(Stored data entries)
__________________________________________________

PR #1735, opened 2022-10-27
input method

duarm:
input method draft, it works, but it was hacked together since I'm not familiar with rofi's code base, nor an ime expert

demo

We just create an XIM handler with a new dependency `xcb-imdkit`, and forward each PRESS event to it. 
only tested with fcitx5.

- [X] fix warning
- [X] window position is slightly off
- [ ] unresponsive typing (because of rofi_set_im_window_pos)
- [ ] first character is delayed


source/xcb.c
```diff
@@ -1550,6 +1561,7 @@ gboolean display_setup(GMainLoop *main_loop, NkBindings *bindings) {
     return FALSE;
   }
   xcb->connection = g_water_xcb_source_get_connection(xcb->source);
+  xcb->im = g_water_xcb_source_get_im(xcb->source);
```
sardemff7: Guess I’ll see a PR on libgwater soon?

source/xcb.c
```diff
@@ -1346,7 +1350,14 @@ static gboolean main_loop_x11_event_handler(xcb_generic_event_t *ev,
     // status);
     return G_SOURCE_CONTINUE;
   }
+
   uint8_t type = ev->response_type & ~0x80;
+  if (!xcb_xim_filter_event(xcb->im, ev) && xcb->ic &&
+      (type == XCB_KEY_PRESS)) {
```
sardemff7: I feel like in some cases, the input-method path would not trigger, and the flat removal of `XCB_KEY_PRESS` handling would be missing  
Also, I didn’t find the doc of `xcb_xim_filter_event()`, but it sounds like you don’t really want it to be hidden in a multiple-conditions thing

I’d rather have:
* the `xcb_xim_filter_event()` call in its own `if` with an early `return` to actually filter xim events **and** with a prefixed `xcb->im != NULL` check, unless you can show me it’ll never be `NULL`, for anyone, ever
* the `xcb->ic != NULL` in the existing `XCB_KEY_PRESS`, to branch the IM vs non-IM behaviours
* the current `XCB_KEY_PRESS` logic in a separate function but **not** the xim callback (to keep only the necessary args in it)

source/view.c
```diff
@@ -799,6 +850,11 @@ void __create_window(MenuFlags menu_flags) {
                        XCB_GRAVITY_STATIC,   XCB_BACKING_STORE_NOT_USEFUL,
                        xcb_event_masks,      map};
 
+  xcb_xim_set_im_callback(xcb->im, &xim_callback, NULL);
+
+  // Open connection to XIM server.
+  xcb_xim_open(xcb->im, open_callback, true, NULL);
```
sardemff7: Check that `xcb->im` is not `NULL` or whatever

source/view.c
```diff
@@ -784,6 +786,55 @@ rofi_view_setup_fake_transparency(widget *win,
...
 }
+
+static void commit_string(xcb_xim_t *im, xcb_xic_t ic, uint32_t flag, char *str,
+                          uint32_t length, uint32_t *keysym, size_t nKeySym,
+                          void *user_data) {
+  (void)user_data;
+  (void)keysym;
+  (void)nKeySym;
+  (void)ic;
+  (void)flag;
```
sardemff7: Use `G_GNUC_UNUSED` in the argument list directly

source/view.c
```diff
@@ -784,6 +786,55 @@ rofi_view_setup_fake_transparency(widget *win,
...
+  if (xcb_xim_get_encoding(im) == XCB_XIM_UTF8_STRING) {
+    fprintf(stderr, "key commit utf8: %.*s\n", length, str);
+  } else if (xcb_xim_get_encoding(im) == XCB_XIM_COMPOUND_TEXT) {
+    size_t newLength = 0;
+    char *utf8 = xcb_compound_text_to_utf8(str, length, &newLength);
+    if (utf8) {
+      int l = newLength;
```
sardemff7: You can drop the debug code

sardemff7 (changes requested):
Not an IM expert, but a few remarks across the board

Looks good from here, with some tweaks it’ll be mergeable in my book

source/xcb.c
duarm: > Also, I didn’t find the doc of xcb_xim_filter_event(), but it sounds like you don’t really want it to be hidden in a multiple-conditions thing

documentation is lacking, but apparently we want to filter all events with xcb_xim_filter, and only forward when them when we are connected with the xim server (xcb->ic). 
https://github.com/fcitx/xcb-imdkit/issues/2#issuecomment-362765322

> xcb->im != NULL check, unless you can show me it’ll never be NULL, for anyone

from my tests, im was never null, I think it's just a container to communicate with the xim server we create on the libgwater part, what defines if there's an IM server or not is by checking if the ic was created (xcb->ic), which I'll fix soon.

but I guess it doesn't hurt to check just to be sure, when I get the time to look through the code, and confirm it, we can remove those checks.

duarm:
related libgwater PR https://github.com/sardemff7/libgwater/pull/4

duarm:
fixed the event forwarding, we only forward the event if we have a xim server in place (when xcb->ic is created), so typing works without an xim server.

added a disconnection callback too, so if the xim server is down, we properly revert to not forwarding events.

both warnings are related to event type 31 (XCB_SELECTION_NOTIFY), for some reason we receive one as soon as we get to the x11 main loop, and rofi returns a `"Failed to convert selection"` if the xim server is down, or a `"Failed"` if the server is up. Not sure why. this isn't affecting anything as far as I know.

XIM server window position is slightly off, the position can be offsetted changing the `open_xim_callback` spot, not sure how to get the necessary information to reposition it in rofi, may be you can help with this one and the warnings?

DaveDavenport:
~~I currently do not keep a relative (or absolute)  x,y position for widgets (that I can remember). This is something I could look at adding. (never really had a use for that information before).~~

Ugh, my brain is foggy. I already do this (for the mouse handling). We just need to recurse back to sum up all relative positions.

Do you need position relative to rofi window or absolute position?

There is a `widget_get_absolute_xpos/ypos`  function you can call on `state->text` that gives you the top left position of the entry box.  Adding `widget_get_height(state->text)`  to y offset should allow you to find the bottom of the widget.

duarm:
> Do you need position relative to rofi window or absolute position?

not sure, I'm passing the CacheState.mainWindow to the server, we define an offset, the window by default (offset 0,0) appears here
image

on my launcher, it appears here
image

>There is a widget_get_absolute_xpos/ypos function you can call on state->text that gives you the top right position of the entry box. Adding widget_get_height(state->text) to y offset should allow you to find the bottom of the widget.

I'll take a look later

sardemff7:
As noted in sardemff7/libgwater#4 the `xcb_xim_t` should be created on the rofi side

source/xcb.c
```diff
@@ -1375,6 +1404,15 @@ static gboolean main_loop_x11_event_handler(xcb_generic_event_t *ev,
   if (xcb->sndisplay != NULL) {
     sn_xcb_display_process_event(xcb->sndisplay, ev);
   }
+
+  if (xcb->im && xcb_xim_filter_event(xcb->im, ev) == 0) {
```
sardemff7: So now, if `xcb_xim_filter_even()` returns `true` (which is, IIUC, “I filtered something, please ignore the event”) you still continue?  
I think it should be
```c
if (xcb->im && xcb_xim_filter_event(xcb->im, ev) ) {
    return G_SOURCE_CONTINUE;
}

/* In the big switch */
    case XCB_KEY_PRESS:
        if ( xcb->ic ) {
            xcb_xim_forward_event(xcb->im, xcb->ic, (xcb_key_press_event_t *)event);
        } else {
            rofi_key_press_event_handler(event, state);
        }
 /* same for KEY_RELEASE */
```

source/xcb.c
```diff
@@ -1375,6 +1404,15 @@ static gboolean main_loop_x11_event_handler(xcb_generic_event_t *ev,
...
+    if (xcb->ic &&
+        (type == XCB_KEY_PRESS || type == XCB_KEY_RELEASE || type == 31)) {
```
sardemff7: See comment above

Also: what is `31` here? Not a great fan of magic values :slightly_smiling_face:

source/xcb.c
```diff
@@ -1375,6 +1404,15 @@ static gboolean main_loop_x11_event_handler(xcb_generic_event_t *ev,
...
+      xcb_xim_forward_event(xcb->im, xcb->ic, (xcb_key_press_event_t *)ev);
```
sardemff7: Is it safe to pass `KEY_RELEASE` events here? (the cast is mostly safe because the structs are built that way, but maybe we shouldn’t still)

DaveDavenport:
I wanted to say:
> * top left..

source/xcb.c
```diff
@@ -1550,6 +1588,7 @@ gboolean display_setup(GMainLoop *main_loop, NkBindings *bindings) {
     return FALSE;
   }
   xcb->connection = g_water_xcb_source_get_connection(xcb->source);
+  xcb->im = g_water_xcb_source_get_im(xcb->source);
```
sardemff7: So, here, I guess
```c
xcb->im = xcb_xim_create(xcb->connection, xcb->screen_nbr, NULL);
```

sardemff7 (changes requested):
We’re getting closer!

source/xcb.c
duarm: i missed this one while I was testing, I was trying to forward the selection event (31) to see if the ime needed that, to no avail, seems to do nothing

duarm:
how can I get the text width? the IM window is already at the correct height for most widgets ([thanks @DaveDavenport), but now I need the current text width so the window follows the text.

DaveDavenport:
> how can I get the text width? the IM window is already at the correct height for most widgets ([thanks @DaveDavenport), but now I need the current text width so the window follows the text.

That is currently not stored.  I will try to add a function that gets the cursor position (I think this is what we want).

duarm:
xim context creation was moved to rofi, a little easier to test now

duarm:
sorry for the next two commits, forgot to unstage the changes

source/xcb.c
duarm: not sure, but the xcb_xim_forward_event only accepts xcb_key_press_event_t, and both implementations I'm using as reference: 
https://github.com/H-M-H/xcb-imdkit-rs/blob/master/src/lib.rs
https://github.com/fcitx/xcb-imdkit/blob/30e2f16f9a8b0e338e25ce5e3643809a07ad41f0/test/client_demo.c

just pass both KEY_PRESS and KEY_RELEASE

DaveDavenport:
I've added a get_cursor_x_pos method to textbox

```
textbox_get_cursor_x_pos(state->text);
```

sardemff7 (commented):
Although it’s some hard-to-read code (as any code related to input, apparently), I’m good with this version on the plumbing side :slightly_smiling_face: 

Guess it just need some polishing on the UI side

I’ll let @DaveDavenport handle the rest :smile: (but don’t hesitate to ping again if needed)

duarm:
tried the new get_cursor_x_pos() and everything's almost working, the problem I found is that get_cursor_x_pos() is returning the cached cursor_pos which is calculated on the previous draw, so just placing the update on rofi_view_handle_text() doesn't work, where should I put the window position update?

Peek 2022-10-27 18-42

duarm:
actually I think the expected behaviour is for the window to follow as you type, before commiting the text. Think I can do that through the callbacks, but that will complicate some things, I would need to preview typed text without actually triggering the fuzzy finder, we might want to do that later, on another PR.

DaveDavenport:
the new position is available once drawn.. So after 'widget_draw'  so in rofi_view_update

duarm:
removed the positioning queue, tested without and had no problems, added a new rofi_set_im_window_pos(x,y)
here's the current behaviour
Peek 2022-10-27 19-05

 the kitty one for reference, we might want to do something like that on the future.
Peek 2022-10-27 18-51

DaveDavenport:
When I run this, I get an unexpected XCB_SELECTION_NOTIFY on startup event. Not sure why.
With no server, its atom 'TRANSPORT'.  I will lower it to a debug msg.
(sorry missed message above).


Do we need to handle this?

DaveDavenport:
What minimal version of imdkit is needed for XCB_XIM_UTF8_STRING?

duarm:
1.0.3, it was added here, https://github.com/fcitx/xcb-imdkit/commit/a16d25ea1ff084c63fea698601687d8142908b2c

duarm:
we can ignore proper encoding handling and just treat all texts as compound on older versions, should I add a macro?

DaveDavenport:
> we ignore proper encoding handling and just treat all texts as compound on older versions, should I add a macro?

if we can support older versions, that should be preferred.  Hopefully fixes ci too

duarm:
the new XCB_IMDKIT_1_0_3_LOWER should be defined by the build system on imdkit lower than 1.0.3, defaulted to using 1.0.3 since ubuntu is already on 1.0.3 apparently
https://launchpad.net/ubuntu/+source/xcb-imdkit

DaveDavenport:
hmm to bad they don't have version info in header.

duarm:
does cmake does that somehow? never used, but they have this, line 4
https://github.com/fcitx/xcb-imdkit/blob/30e2f16f9a8b0e338e25ce5e3643809a07ad41f0/src/CMakeLists.txt

searched through all files tho, nothing, nor any I header I can include on my system

duarm:
after some mundane use, noticed that updating the ime window position (rofi_set_im_window_pos) every frame makes typing unresponsive, think we should only update when committing the text, can we have a `textbox_calculate_cursor_x_pos()`? or you have a better idea?

DaveDavenport:
maybe only send update to the window when position changed?

DaveDavenport:
on older version these:
/home/runner/work/rofi/rofi/builddir/../source/xcb.c:1633: undefined reference to `xcb_xim_set_use_compound_text'
/usr/bin/ld: /home/runner/work/rofi/rofi/builddir/../source/xcb.c:1634: undefined reference to `xcb_xim_set_use_utf8_string
can be disabled?

duarm:
yes, both `xcb_xim_set_use_compound_text` and `xcb_xim_set_use_utf8_string` are from 1.0.3, missed that, sorry

DaveDavenport:
Would this helpw ith the update issue?

```patch
index 58af1cd5..b72fa897 100644
--- a/source/view.c
+++ b/source/view.c
@@ -846,16 +846,18 @@ gboolean rofi_set_im_window_pos(int new_x, int new_y) {
   if (!xcb->ic)
     return false;

-  xcb_point_t spot;
-  spot.x = new_x;
-  spot.y = new_y;
-  xcb_xim_nested_list nested =
-      xcb_xim_create_nested_list(xcb->im, XCB_XIM_XNSpotLocation, &spot, NULL);
-  xcb_xim_set_ic_values(xcb->im, xcb->ic, NULL, NULL, XCB_XIM_XNClientWindow,
-                        &CacheState.main_window, XCB_XIM_XNFocusWindow,
-                        &CacheState.main_window, XCB_XIM_XNPreeditAttributes,
-                        &nested, NULL);
-  free(nested.data);
+  static xcb_point_t spot = {.x = 0, .y = 0};
+  if (spot.x != new_x || spot.y != new_y) {
+    spot.x = new_x;
+    spot.y = new_y;
+    xcb_xim_nested_list nested = xcb_xim_create_nested_list(
+        xcb->im, XCB_XIM_XNSpotLocation, &spot, NULL);
+    xcb_xim_set_ic_values(xcb->im, xcb->ic, NULL, NULL, XCB_XIM_XNClientWindow,
+                          &CacheState.main_window, XCB_XIM_XNFocusWindow,
+                          &CacheState.main_window, XCB_XIM_XNPreeditAttributes,
+                          &nested, NULL);
+    free(nested.data);
+  }
   return true;
 }
 static void open_xim_callback(xcb_xim_t *im, G_GNUC_UNUSED void *user_data) {
```

duarm:
yeah but not by much, its still noticeably slower, I'll hook up with the preedit callback, those are only called when the ime window is open, so if you're typing in english you should pay nothing.

duarm:
hello, I won't be able to work on this for a few days, couldn't make the preedit callbacks work, but aside from this small problem, it's quite ready, feel free to finish or just hack for now. The problem is that if you're typing normal character (not composing a character, like with japanese),  typing really fast is slightly less responsive because of `rofi_set_im_window_pos`.
Once I get back I might try again. Thanks for the good work.

DaveDavenport:
I noticed that with fcitx running, esp the first character takes very long to appear on my test machine. (i5-6500t, 8gb ddr4, nvme disk, not fast, but not a  slow machine either). 
This is kinda not-ok, so might make it a compile time flag.

duarm:
This doesn't happen on my machine, are you on fcitx5 (latest version)? also, when you're using an input method, it sometimes messes your autorepeat (xset r rate) when changing between servers, try running `xset r rate 300 50` or something like that again and see if that was the problem. If it was, we can't do nothing about it.

DaveDavenport:
Installed the fcitx5 (deb) on my pop-os test machine. Its up2date but no idea what version.
But there was a clear 'delay' on the first character on first run.

DaveDavenport:
@sardemff7  is that 'changes requested' still open or can this be merged?

sardemff7 (approved):

DaveDavenport:
Users report (and shown) extreme slowdown by this patch making rofi near unusable.
(see the discussion I tagged @duarm  in)

I will revert unless we can find a solution.

duarm:
revert this for now, tested yersterday under heavy load and it's quite unusuable indeed. There's something wrong with the event forwarding, sometime the keys are swalloed without the string being commited, only to both be commited once the next event is forwarded.  This becomes apparent if the code cant run fast enough, which is caused by the window position being updated every draw as I've noted before, we're paying to much round-trip with the server.

Ideally this shouldn't happen, even under heavy loads, this pr requires some more careful handling with the server (only communicate when necessary, throttling, etc.), I'll try to fix when I get the time again, or someone with more knowledge can step in.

__________________________________________________

What you are asked to do - Scan the entries above for the word "noted", then copy every line in which it occurs.

Solution for this problem -
As noted in sardemff7/libgwater#4 the `xcb_xim_t` should be created on the rofi side
revert this for now, tested yersterday under heavy load and it's quite unusuable indeed. There's something wrong with the event forwarding, sometime the keys are swalloed without the string being commited, only to both be commited once the next event is forwarded.  This becomes apparent if the code cant run fast enough, which is caused by the window position being updated every draw as I've noted before, we're paying to much round-trip with the server.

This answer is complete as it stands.